Saved entries:
########################################

PR #4292, opened 2022-07-08
chore: add stealth address to wallet

Cifko:
Description
---
Add a stealth address scanning and spending keys. Currently they are equal to wallet key. But that can change in the future.
This addresses will be used in sending and scaning. So if we change it future, we have to rewrite just one line of code and some UI. But no the whole scanning and sending.
The know stealth addresses table was also added. The table consist of hash of the stealth address (hash of `hex(scanning)::hex(spending)` key string. That hash is used as a primary key to the table.

### DIFF
--- a/comms/core/src/peer_manager/node_identity.rs
+++ b/comms/core/src/peer_manager/node_identity.rs
@@ -49,6 +49,8 @@ pub struct NodeIdentity {
     public_key: CommsPublicKey,
     features: PeerFeatures,
     secret_key: CommsSecretKey,
+    stealth_address_scanning_private_key: CommsSecretKey,
+    stealth_address_spending_private_key: CommsSecretKey,
     public_address: RwLock<Multiaddr>,
     #[serde(default = "rwlock_none")]
     identity_signature: RwLock<Option<IdentitySignature>>,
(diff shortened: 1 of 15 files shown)


comms/core/src/peer_manager/node_identity.rs
```diff
@@ -47,8 +47,12 @@ pub struct NodeIdentity {
     #[serde(deserialize_with = "deserialize_node_id_from_hex")]
     node_id: NodeId,
     public_key: CommsPublicKey,
+    stealth_address_scanning_public_key: CommsPublicKey,
+    stealth_address_spending_public_key: CommsPublicKey,
     features: PeerFeatures,
     secret_key: CommsSecretKey,
+    stealth_address_scanning_secret_key: CommsSecretKey,
+    stealth_address_spending_secret_key: CommsSecretKey,
```
SWvheerden: Why are we storing both the public and private keys?
Surely we only need to store the private ones?

SWvheerden (commented):
I just have a question about the public keys, surely we can just calculate them when needed?

comms/core/src/peer_manager/node_identity.rs
Cifko: Initially I was using the same patter as the surrounding code for public and secret key for the wallet. But you are right, and I deleted the stealth public keys everywhere. Only private are used now.

Cifko:
I've added known stealth addresses sql table to the PR.

comms/core/src/peer_manager/node_identity.rs
```diff
@@ -49,6 +49,8 @@ pub struct NodeIdentity {
     public_key: CommsPublicKey,
     features: PeerFeatures,
     secret_key: CommsSecretKey,
+    stealth_address_scanning_private_key: CommsSecretKey,
```
sdbondi, line 52: `NodeIdentity` is used for all network participants (base nodes, validator nodes etc) and the `comms` crate is for general purpose p2p networking so putting stealth address keys in the NodeIdentity is not appropriate.

sdbondi (commented):
Stealth address keys should be in a separate struct in the wallet and not bundled into the NodeIdentity as that applies to all network participants e.g. a base node does not need stealth keys. 
 
If you want to persist the most recent stealth keys use the `wallet_settings` table to create a `StealthKeys` struct and pass that in.

comms/core/src/peer_manager/node_identity.rs
Cifko: Yes. I'll close this PR, since this actually super complicates things. I will have to think this over.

########################################

Each line of the entries that contains the word "change" should be listed.

Add a stealth address scanning and spending keys. Currently they are equal to wallet key. But that can change in the future.
This addresses will be used in sending and scaning. So if we change it future, we have to rewrite just one line of code and some UI. But no the whole scanning and sending.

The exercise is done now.